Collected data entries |
Issue #406, opened 2024-05-23
Add tests for multiple HTTPRoutes having/inheriting identical hostnames


trepel:
**Summary**

If there are more HTTPRoutes effectively declare the same hostname the attachment of policies to such HTTPRoutes may lead to unexpected behavior. Add the tests for current behavior as well as tests for desired behavior (these will fail, use xfail for them). This way we have tests ready for desired behavior in advance and also we are able to catch regressions in current behavior.

Add tests for both scenarios described in the docs:
1) Two HTTPRoutes declaring the same hostname and policy attached to each of them
2) Two HTTPRoutes declaring the same hostname, one policy attached to HTTPRoute, another one to parent's Gateway

Ideally to do this for both AuthPolicy and RatelimitPolicy (thus ending with 4 scenarios in total)

Desired behavior is that the policy status is correctly reflected in policy's CR, ie `Enforced: true` is present if and only if the policy is indeed successfully enforced. In case of conflict the first policy (meaning the policy that was created first)  wins and the 2nd policy won't be enforced (and this being properly reflected in 2nd policy's CR).

**Documentation**

[AuthPolicy current behavior](https://github.com/Kuadrant/kuadrant-operator/blob/main/doc/auth.md#limitation-multiple-network-resources-with-identical-hostnames)

[RateLimitPolicy current behavior](https://github.com/Kuadrant/kuadrant-operator/blob/main/doc/rate-limiting.md#limitation-multiple-network-resources-with-identical-hostnames)

[xfail](https://docs.pytest.org/en/latest/how-to/skipping.html#xfail-mark-test-functions-as-expected-to-fail)

[Desired behavior discussed in slack](https://kubernetes.slack.com/archives/C05J0D0V525/p1716288141262309?thread_ts=1716274559.142989&cid=C05J0D0V525)

**Test cases**

Split test case into sub-tasks if needed. It should help with tracking progress and navigating more complex tasks.

PR #439, opened 2024-06-14
Added identical hostnames test for AuthPolicy

trepel:
### Overview

Partially addresses https://github.com/Kuadrant/testsuite/issues/406

It covers two scenarios, both testing current behavior
1) Two AuthPolicies being attached to GW and HTTPRoute with identical hostname respectively
2) Two AuthPolicies being attached to two HTTPRoutes with identical hostname each

For details see https://github.com/Kuadrant/kuadrant-operator/blob/main/doc/auth.md#limitation-multiple-network-resources-with-identical-hostnames

### Verification Steps

Eye review, execute both tests and make sure they pass.

### Note

I will proceed with RateLimitPolicy (RLP) scenarios once this is reviewed so that I can incorporate feedback from this PR there. The 1) scenario for RLP is identical, I will think of using parametrized fixture called `policy` instead of having two identical tests one using AuthPolicy and other RLP.
The 2) scenario for RLP is slightly different, not sure if it makes sense to try to use the same test for both

### DIFF
--- a/testsuite/policy/__init__.py
+++ b/testsuite/policy/__init__.py
@@ -23,3 +23,8 @@ class Policy(OpenShiftObject):
         """Wait for a Policy to be Enforced"""
         success = self.wait_until(has_condition("Enforced", "True"))
         assert success, f"{self.kind()} did not get ready in time"
+
+    def wait_for_accepted(self):
+        """Wait for a Policy to be Accepted"""
+        success = self.wait_until(has_condition("Accepted", "True"))
+        assert success, f"{self.kind()} did not get accepted in time"
--- a/testsuite/policy/authorization/auth_policy.py
+++ b/testsuite/policy/authorization/auth_policy.py
@@ -13,7 +13,7 @@ if TYPE_CHECKING:
     from . import Rule
 
 
-class AuthPolicy(AuthConfig, Policy):
+class AuthPolicy(Policy, AuthConfig):
     """AuthPolicy object, it serves as Kuadrants AuthConfig"""
 
     @property
--- a/testsuite/tests/kuadrant/identical_hostnames/conftest.py
+++ b/testsuite/tests/kuadrant/identical_hostnames/conftest.py
@@ -1,0 +1,23 @@
+"""Conftest for "identical hostname" tests"""
+
+import pytest
+
+from testsuite.gateway import GatewayRoute
+from testsuite.gateway.gateway_api.route import HTTPRoute
+
+
+@pytest.fixture(scope="module", autouse=True)
+def route2(request, gateway, blame, hostname, backend, module_label) -> GatewayRoute:
+    """HTTPRoute object serving as a 2nd route declaring identical hostname but different path"""
+    route = HTTPRoute.create_instance(gateway.openshift, blame("route"), gateway, {"app": module_label})
+    route.add_hostname(hostname.hostname)
+    route.add_backend(backend, "/anything/")
+    request.addfinalizer(route.delete)
+    route.commit()
+    return route
+
+
+@pytest.fixture(scope="module")
+def authorization_name2(blame):
+    """Name of the 2nd Authorization resource"""
+    return blame("authz2")
--- a/testsuite/tests/kuadrant/identical_hostnames/test_identical_hostnames_auth_on_gw_and_route.py
+++ b/testsuite/tests/kuadrant/identical_hostnames/test_identical_hostnames_auth_on_gw_and_route.py
@@ -1,0 +1,61 @@
+"""
+Tests behavior of using one HTTPRoute declaring the same hostname as parent Gateway related to AuthPolicy.
+https://github.com/Kuadrant/kuadrant-operator/blob/main/doc/auth.md#limitation-multiple-network-resources-with-identical-hostnames
+(second topology mentioned there)
+"""
+
+import pytest
+
+from testsuite.policy.authorization.auth_policy import AuthPolicy
+
+pytestmark = [pytest.mark.kuadrant_only]
+
+
+@pytest.fixture(scope="class", autouse=True)
+def authorization2(request, gateway, authorization_name2, openshift, label):
+    """2nd Authorization object"""
+    auth_policy = AuthPolicy.create_instance(openshift, authorization_name2, gateway, labels={"testRun": label})
+    auth_policy.authorization.add_opa_policy("rego", "allow = false")
+    request.addfinalizer(auth_policy.delete)
+    auth_policy.commit()
+    auth_policy.wait_for_ready()
+    return auth_policy
+
+
+def test_identical_hostnames_auth_on_gw_and_route_ignored(client, authorization, hostname):
+    """
+    Tests that Gateway-attached AuthPolicy is ignored on 'route2' if both 'route' and 'route2' declare
+    identical hostname and there is another AuthPolicy already successfully enforced on 'route'.
+    Setup:
+        - Two HTTPRoutes declaring identical hostnames but different paths ('/' and '/anything/')
+        - Empty AuthPolicy enforced on the '/' HTTPRoute
+        - 'deny-all' AuthPolicy (created after Empty AuthPolicy) enforced on the Gateway
+    Test:
+        - Send a request via 'route' and assert that response status code is 200
+        - Send a request via 'route2' and assert that response status code is 200
+        - Delete the Empty AuthPolicy
+        - Send a request via both routes
+        - Assert that both response status codes are 403 (Forbidden)
+    """
+
+    # Verify that the Empty AuthPolicy is still enforced despite 'deny-all' AuthPolicy being enforced too now
+    authorization.wait_for_ready()
+
+    # Access via 'route' is allowed due to Empty AuthPolicy
+    response = client.get("/get")
+    assert response.status_code == 200
+
+    # Despite 'deny-all' Gateway AuthPolicy reporting being successfully enforced
+    # it is still allowed to access the resources via 'route2'
+    response = client.get("/anything/get")
+    assert response.status_code == 200
+
+    # Deletion of Empty AuthPolicy should make the 'deny-all' Gateway AuthPolicy effectively enforced on both routes.
+    # It might take some time hence the use of retry client.
+    authorization.delete()
+    with hostname.client(retry_codes={200}) as retry_client:
+        response = retry_client.get("/get")
+        assert response.status_code == 403
+
+    response = client.get("/anything/get")
+    assert response.status_code == 403
--- a/testsuite/tests/kuadrant/identical_hostnames/test_identical_hostnames_auth_on_routes.py
+++ b/testsuite/tests/kuadrant/identical_hostnames/test_identical_hostnames_auth_on_routes.py
@@ -1,0 +1,79 @@
+"""
+Tests behavior of using two HTTPRoutes declaring the same hostname related to AuthPolicy.
+https://github.com/Kuadrant/kuadrant-operator/blob/main/doc/auth.md#limitation-multiple-network-resources-with-identical-hostnames
+(the first topology mentioned there)
+"""
+
+import pytest
+
+from testsuite.policy import has_condition
+from testsuite.policy.authorization.auth_policy import AuthPolicy
+
+pytestmark = [pytest.mark.kuadrant_only]
+
+
+@pytest.fixture(scope="class")
+def authorization2(request, route2, authorization_name2, openshift, label):
+    """2nd Authorization object"""
+    auth_policy = AuthPolicy.create_instance(openshift, authorization_name2, route2, labels={"testRun": label})
+    auth_policy.authorization.add_opa_policy("rego", "allow = false")
+    request.addfinalizer(auth_policy.delete)
+    auth_policy.commit()
+    auth_policy.wait_for_accepted()
+    return auth_policy
+
+
+def test_identical_hostnames_auth_on_routes_rejected(client, authorization, authorization2):
+    """
+    Tests that 2nd AuthPolicy is rejected on 'route2' declaring identical hostname as 'route' with another
+    AuthPolicy already successfully enforced on 'route'.
+    Setup:
+        - Two HTTPRoutes declaring identical hostnames but different paths ('/' and '/anything/')
+        - Empty AuthPolicy enforced on the '/' HTTPRoute
+        - 'deny-all' AuthPolicy (created after Empty AuthPolicy) accepted on the '/anything/' HTTPRoute
+    Test:
+        - Assert that 'deny-all' AuthPolicy reports an error
+        - Send a request via 'route' and assert that response status code is 200
+        - Send a request via 'route2' and assert that response status code is 200
+        - Delete the Empty AuthPolicy
+        - Change 'deny-all' AuthPolicy to trigger its reconciliation
+        - Send a request via both routes
+        - Assert that access via 'route' is 200 (OK)
+        - Assert that access via 'route2 is 403 (Forbidden)
+    """
+    assert authorization2.wait_until(
+        has_condition(
+            "Enforced",
+            "False",
+            "Unknown",
+            "AuthPolicy has encountered some issues: AuthScheme is not ready yet",
+        ),
+        timelimit=20,
+    ), (
+        f"AuthPolicy did not reach expected status (Enforced False), "
+        f"instead it was: {authorization2.refresh().model.status.conditions}"
+    )
+
+    response = client.get("/get")
+    assert response.status_code == 200
+
+    response = client.get("/anything/get")
+    assert response.status_code == 200
+
+    # Deletion of Empty AuthPolicy should allow for 'deny-all' AuthPolicy to be enforced successfully.
+    authorization.delete()
+
+    # 2nd AuthPolicy only recovers from the "AuthScheme is not ready yet" error if reconciliation is explicitly
+    # triggered, e.g. by changing the AuthPolicy CR content (changing AllValues to True in this particular case)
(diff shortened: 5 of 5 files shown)


testsuite/tests/kuadrant/identical_hostname/test_auth_on_gw_and_route.py
```diff
@@ -0,0 +1,63 @@
...
+
+    # Despite 'deny-all' Gateway AuthPolicy reporting being successfully enforced
+    # it is still allowed to access the resources via 'route2'
+    response = client.get("/anything/get")
+    assert response.status_code == 200
+
+    # Deletion of Empty AuthPolicy should make the 'deny-all' Gateway AuthPolicy effectively enforced.
+    # It might take some time hence the 15s sleep.
+    authorization.delete()
+    time.sleep(15)
```
pehala, line 57: This will be flaky, we should find better solution that this. Cannot you check the GW AuthPolicy if it is still partially or fully enforced?

testsuite/tests/kuadrant/identical_hostname/test_auth_on_two_routes.py
```diff
@@ -0,0 +1,87 @@
...
+from testsuite.policy.authorization.auth_policy import AuthPolicy
+from testsuite.utils import has_condition
+
+pytestmark = [pytest.mark.kuadrant_only]
+
+
+@pytest.fixture(scope="class")
+def authorization2(request, kuadrant, route2, authorization_name2, openshift, label):
+    """2nd Authorization object (In case of Kuadrant AuthPolicy)"""
+    if kuadrant:
```
pehala, line 18: Not needed, as is is marked as `kuadrant_only`. Also if it ever happened it would fail with an error

testsuite/policy/authorization/auth_config.py
```diff
@@ -84,6 +84,16 @@ def wait_for_ready(self):
             assert success, f"{self.kind()} did not get ready in time"
             self.refresh()
 
+    def wait_for_accepted(self):
+        """Waits until authorization object reports accepted status"""
+        with oc.timeout(90):
+            success, _, _ = self.self_selector().until_all(
```
pehala, line 90: How about utilizing `wait_until`?

testsuite/tests/kuadrant/identical_hostname/test_auth_on_gw_and_route.py
```diff
@@ -0,0 +1,63 @@
...
+
+import pytest
+
+from testsuite.policy.authorization.auth_policy import AuthPolicy
+
+pytestmark = [pytest.mark.kuadrant_only]
+
+
+@pytest.fixture(scope="class", autouse=True)
+def authorization2(request, kuadrant, gateway, authorization_name2, openshift, label):
```
pehala, line 17: Will this ever run? I do not see any changes to the commit or client fixtures

testsuite/tests/kuadrant/identical_hostname/test_auth_on_two_routes.py
```diff
@@ -0,0 +1,87 @@
...
+    assert response.status_code == 200
+
+    response = client.get("/anything/get")
+    assert response.status_code == 200
+
+    # Deletion of Empty AuthPolicy should allow for 'deny-all' AuthPolicy to be enforced successfully.
+    authorization.delete()
+
+    # 2nd AuthPolicy only recovers from the "AuthScheme is not ready yet" error if reconciliation is explicitly
+    # triggered, e.g. by changing the AuthPolicy CR content (changing AllValues to True in this particular case)
```
pehala, line 69: Is that intended?

testsuite/tests/kuadrant/identical_hostname/test_auth_on_two_routes.py
```diff
@@ -0,0 +1,87 @@
...
+        auth_policy = AuthPolicy.create_instance(openshift, authorization_name2, route2, labels={"testRun": label})
+        auth_policy.authorization.add_opa_policy("rego", "allow = false")
+        request.addfinalizer(auth_policy.delete)
+        auth_policy.commit()
+        auth_policy.wait_for_accepted()
+        return auth_policy
+    return None
+
+
+def test_2nd_authpolicy_rejected(client, authorization, authorization2):
```
pehala, line 28: Since only test names are propagated into ReportPortal, could we make this more descriptive? So the entire test case is deducible from this name alone?

testsuite/tests/kuadrant/identical_hostname/test_auth_on_two_routes.py
```diff
@@ -0,0 +1,87 @@
...
+
+    # Deletion of Empty AuthPolicy should allow for 'deny-all' AuthPolicy to be enforced successfully.
+    authorization.delete()
+
+    # 2nd AuthPolicy only recovers from the "AuthScheme is not ready yet" error if reconciliation is explicitly
+    # triggered, e.g. by changing the AuthPolicy CR content (changing AllValues to True in this particular case)
+    authorization2.authorization.add_opa_policy("rego", "allow = false", True)
+    authorization2.refresh()
+
+    assert authorization2.wait_until(
```
pehala, line 73: Isnt this equal to `wait_for_ready`?

testsuite/tests/kuadrant/identical_hostname/test_auth_on_gw_and_route.py
trepel: No, not really. The GW AuthPolicy status is fully enforced even before the deletion so it can't be used. I share your concerns about stability though, I was just not able to come up with better solution.

testsuite/tests/kuadrant/identical_hostname/test_auth_on_two_routes.py
trepel: You're right, that was copy/paste from `authorization` fixture but it is not needed for `authorization2` fixture. Will fix it. Thanks!

testsuite/policy/authorization/auth_config.py
trepel: I just copy/pasted `wait_for_ready` function that is defined just above this one. I will take a look into refactoring using `wait_until` and do it if there are no catches there.

testsuite/tests/kuadrant/identical_hostname/test_auth_on_two_routes.py
trepel: Probably not, I created an issue for this https://github.com/Kuadrant/kuadrant-operator/issues/702
I did that only after this PR but I add the link to the comment here.

testsuite/tests/kuadrant/identical_hostname/test_auth_on_gw_and_route.py
pehala: Missed the autouse 🤦

testsuite/tests/kuadrant/identical_hostname/test_auth_on_two_routes.py
pehala: `test_identical_hostnames` is probably good enough

testsuite/tests/kuadrant/identical_hostname/test_auth_on_two_routes.py
pehala: Definitely add a link here, once it is fixed we can use this test to verify that it works

testsuite/tests/kuadrant/identical_hostname/test_auth_on_two_routes.py
trepel: Nice observation, it seems so from a quick look at it. I will take a closer look and refactor using `wait_for_ready` whenever possible

testsuite/tests/kuadrant/identical_hostname/test_auth_on_gw_and_route.py
pehala: How about using retry for the next request?

trepel: +1 I like that, sounds like a better approach to me. Will refactor as suggested

testsuite/tests/kuadrant/identical_hostname/test_auth_on_two_routes.py
trepel: There will be similar tests for RateLimitPolicy as well so at least `auth` should be part of the name as well. Also, there will be another tests that verify desired behavior (these are for current behavior) so we will end up having quite a few test functions that will need to be nicely named. I think I will go with `test_identical_hostnames_auth_on_routes` and `test_identical_hostnames_auth_on_gw_and_route`

testsuite/tests/kuadrant/identical_hostname/test_auth_on_gw_and_route.py
trepel: What is the best way to do this? I added `client.add_retry_code(200)` but not 100% sure if it does the right thing. Alternatively I can use some retry_strategy as described e.g. here:
https://scrapeops.io/python-web-scraping-playbook/python-httpx-retry-failed-requests/

testsuite/tests/kuadrant/identical_hostname/test_auth_on_two_routes.py
trepel: Done

testsuite/policy/authorization/auth_config.py
trepel: I refactored both `wait_for_accepted` and `wait_for_ready` using `wait_until` under the hood. It seems to work however, the original implementation also called `self.refresh()` at the very end which is not the case anymore. Is that `self.refresh()` call really needed?
Furthermore, I added `any(x.type == "Enforced" for x in obj.model.status.conditions)` into `wait_for_ready` because my understanding is that it should only return `True` if the policy is Enforced successfully (that's when policy is "ready" if I got it right).

testsuite/tests/kuadrant/identical_hostname/test_auth_on_two_routes.py
trepel: Link added.

testsuite/tests/kuadrant/identical_hostname/test_auth_on_two_routes.py
trepel: Renamed.

testsuite/tests/kuadrant/identical_hostname/test_auth_on_two_routes.py
trepel: Replaced with `wait_for_ready` as suggested.

testsuite/tests/kuadrant/identical_hostname/test_identical_hostnames_auth_on_gw_and_route.py
```diff
@@ -0,0 +1,59 @@
...
+
+    # Despite 'deny-all' Gateway AuthPolicy reporting being successfully enforced
+    # it is still allowed to access the resources via 'route2'
+    response = client.get("/anything/get")
+    assert response.status_code == 200
+
+    # Deletion of Empty AuthPolicy should make the 'deny-all' Gateway AuthPolicy effectively enforced.
+    # It might take some time hence the addition of retry code.
+    authorization.delete()
+    client.add_retry_code(200)
```
pehala, line 53: This is fine, but you can also create new client as is done in other tests (https://github.com/Kuadrant/testsuite/blob/3b7ff3a1efe8296f3ae9a25b9bc45a8dfd438976/testsuite/tests/kuadrant/reconciliation/test_httproute_delete.py#L24)

testsuite/tests/kuadrant/identical_hostname/test_auth_on_two_routes.py
pehala: I think only test method names are propagated, not sure about test file names

testsuite/policy/authorization/auth_config.py
```diff
@@ -75,14 +73,20 @@ def remove_all_hosts(self):
...
-                success_func=lambda obj: len(obj.model.status.conditions) > 0
-                and all(x.status == "True" for x in obj.model.status.conditions)
-            )
-            assert success, f"{self.kind()} did not get ready in time"
-            self.refresh()
+        """Waits until authorization object reports Enforced=True status"""
+        success = self.wait_until(
+            lambda obj: all(x.status == "True" for x in obj.model.status.conditions)
+            and any(x.type == "Enforced" for x in obj.model.status.conditions),
+            90,
```
pehala, line 80: 90 is default, I would not explicitly repeat it here until we feel the 90 is really required here

testsuite/tests/kuadrant/identical_hostname/conftest.py
```diff
@@ -0,0 +1,27 @@
...
+from testsuite.gateway.gateway_api.route import HTTPRoute
+
+
+@pytest.fixture(scope="module", autouse=True)
+def route2(request, kuadrant, gateway, blame, hostname, backend, module_label) -> GatewayRoute:
+    """HTTPRoute object serving as a 2nd route declaring identical hostname but different path"""
+    if kuadrant:
+        route = HTTPRoute.create_instance(gateway.openshift, blame("route"), gateway, {"app": module_label})
+    else:
+        route = EnvoyVirtualRoute.create_instance(gateway.openshift, blame("route"), gateway)
```
pehala, line 16: Not needed. It will never work with pure envoy

testsuite/tests/kuadrant/identical_hostname/test_identical_hostnames_auth_on_gw_and_route.py
trepel: yep, I can do it this way for the sake of consistency if for nothing else

testsuite/policy/authorization/auth_config.py
trepel: Ok, will refactor.

testsuite/tests/kuadrant/identical_hostname/conftest.py
trepel: Sure, will refactor. Thanks!

testsuite/tests/kuadrant/identical_hostname/test_auth_on_two_routes.py
trepel: sorry, my bad. I renamed files instead of test functions :facepalm:

testsuite/tests/kuadrant/identical_hostname/conftest.py
trepel: Done

testsuite/policy/authorization/auth_config.py
trepel: Done

testsuite/tests/kuadrant/identical_hostname/test_identical_hostnames_auth_on_gw_and_route.py
trepel: Done

testsuite/tests/kuadrant/identical_hostname/test_auth_on_two_routes.py
trepel: Done

testsuite/tests/kuadrant/identical_hostname/test_auth_on_gw_and_route.py
trepel: Updated using a new retry client

testsuite/policy/authorization/auth_config.py
trepel: This will be addressed by https://github.com/Kuadrant/testsuite/pull/443 I will rebase once it gets merged.

testsuite/tests/kuadrant/identical_hostname/test_identical_hostnames_auth_on_gw_and_route.py
```diff
@@ -0,0 +1,57 @@
...
+    response = client.get("/anything/get")
+    assert response.status_code == 200
+
+    # Deletion of Empty AuthPolicy should make the 'deny-all' Gateway AuthPolicy effectively enforced.
+    # It might take some time hence the use of retry client.
+    authorization.delete()
+    with hostname.client(retry_codes={200}) as retry_client:
+        response = retry_client.get("/get")
+        assert response.status_code == 403
+        response = retry_client.get("/anything/get")
```
pehala, line 56: I think this request does not need to be retried as by the time we get to it, it should be already stable

trepel: That's obviously right, I will refactor. Thanks!

trepel: Done

pehala (dismissed):

testsuite/policy/__init__.py
```diff
@@ -23,3 +23,10 @@ def wait_for_ready(self):
         """Wait for a Policy to be Enforced"""
         success = self.wait_until(has_condition("Enforced", "True"))
         assert success, f"{self.kind()} did not get ready in time"
+
+    def wait_for_accepted(self):
+        """Waits until authorization object reports Accepted=True status"""
+        success = self.wait_until(
+            lambda obj: any(x.status == "True" and x.type == "Accepted" for x in obj.model.status.conditions)
```
pehala, line 30: `has_condition`

trepel: Eh, you're right, will force push

trepel: Done

pehala (approved):

PR #440, opened 2024-06-14
Cleanup of Keycloak Realms created for tests

trepel:
### Overview

This seems to delete Keycloak Realms once the tests are over.

### Verification Steps

Eye review if it makes sense.
Run single test and verify there is no Keycloak Realm created by the test run there once the test is over. Try  `./kuadrant/authorino/dinosaur` test for instance as this one creates one additional (`admin`) Realm.

Run the whole test suite (`make kuadrant`) and verify that there is no Keycloak Realm created by the testsuite run present once the testsuite execution is over. For a quicker validation you can mark a few tests as "keycloak":
`pytestmark = [pytest.mark.authorino, pytest.mark.keycloak]`

Make sure that the marked tests use Keycloak and be sure to mark the `./kuadrant/authorino/dinosaur` test.

Then create a "keycloak" make target in Makefile:
```
keycloak: ## Run only keycloak related tests
keycloak: poetry-no-dev
	$(PYTEST) -n4 -m 'keycloak' --dist loadfile --enforce $(flags) testsuite
```

Then execute `make keycloak` and verify that there are no leftover Keycloak Realms present once the tests execution is over.

### DIFF
--- a/testsuite/tests/conftest.py
+++ b/testsuite/tests/conftest.py
@@ -164,7 +164,7 @@ def keycloak(request, testconfig, blame, skip_or_fail):
             cnf["test_user"]["username"],
             cnf["test_user"]["password"],
         )
-
+        request.addfinalizer(info.delete)
         info.commit()
         return info
     except KeycloakAuthenticationError:
--- a/testsuite/tests/kuadrant/authorino/dinosaur/conftest.py
+++ b/testsuite/tests/kuadrant/authorino/dinosaur/conftest.py
@@ -26,7 +26,10 @@ def admin_rhsso(blame, keycloak):
     )
 
     info.commit()
-    return info
+    yield info
+
+    # Realm cleanup
+    info.delete()
 
 
 @pytest.fixture(scope="module", autouse=True)


testsuite/tests/conftest.py
```diff
@@ -152,26 +152,30 @@ def openshift2(testconfig, skip_or_fail):
...
         info.commit()
-        return info
+        yield info
     except KeycloakAuthenticationError:
         return skip_or_fail("Unable to login into SSO, please check the credentials provided")
     except KeyError as exc:
         return skip_or_fail(f"SSO configuration item is missing: {exc}")
 
+    # Realm cleanup
+    info.master_realm.delete_realm(realm_name)
```
pehala, line 177: `info.delete()` is sufficient

pehala (commented):
Well, the missing delete explains why it was not cleaned up...

testsuite/tests/conftest.py
trepel: Thx, I missed this method. Will refactor as suggested.

trepel: Refactored!

testsuite/tests/conftest.py
```diff
@@ -166,11 +167,15 @@ def keycloak(request, testconfig, blame, skip_or_fail):
...
+        yield info
     except KeycloakAuthenticationError:
-        return skip_or_fail("Unable to login into SSO, please check the credentials provided")
+        yield skip_or_fail("Unable to login into SSO, please check the credentials provided")
     except KeyError as exc:
-        return skip_or_fail(f"SSO configuration item is missing: {exc}")
+        yield skip_or_fail(f"SSO configuration item is missing: {exc}")
+
+    # Realm cleanup
+    if info is not None:
```
pehala, line 177: if you need this you can use addfinalizer instead
```
request.addfinalizer(info.delete)
info.commit()
return info
```

pehala: and as a bonus you wont need to change the returns

trepel: I was thinking about using finalizers but internet told me that `yield` is preferred if one deals with single resource. Agree that that `None` check is not nice but it has to be there since the cleanup also gets executed in case of exception (because I had to replace `return` with `yield` in that exception clauses as well). If you consider the finalizer approach nicer in this particular case I will refactor. I think you are actually right, it is nicer.

trepel: Thinking about it, the downside would be that `info.delete()` is to be called even in case of exception on `info` object creation so there might be an (additional) exception raised on cleanup. Which is acceptable I think.

trepel: Refactored using finalizer approach

pehala (approved):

WHAT TO PRODUCE | Lines that include the word "related" are to be extracted from the data above.

WRITTEN RESPONSE |
+Tests behavior of using one HTTPRoute declaring the same hostname as parent Gateway related to AuthPolicy.
+Tests behavior of using two HTTPRoutes declaring the same hostname related to AuthPolicy.
keycloak: ## Run only keycloak related tests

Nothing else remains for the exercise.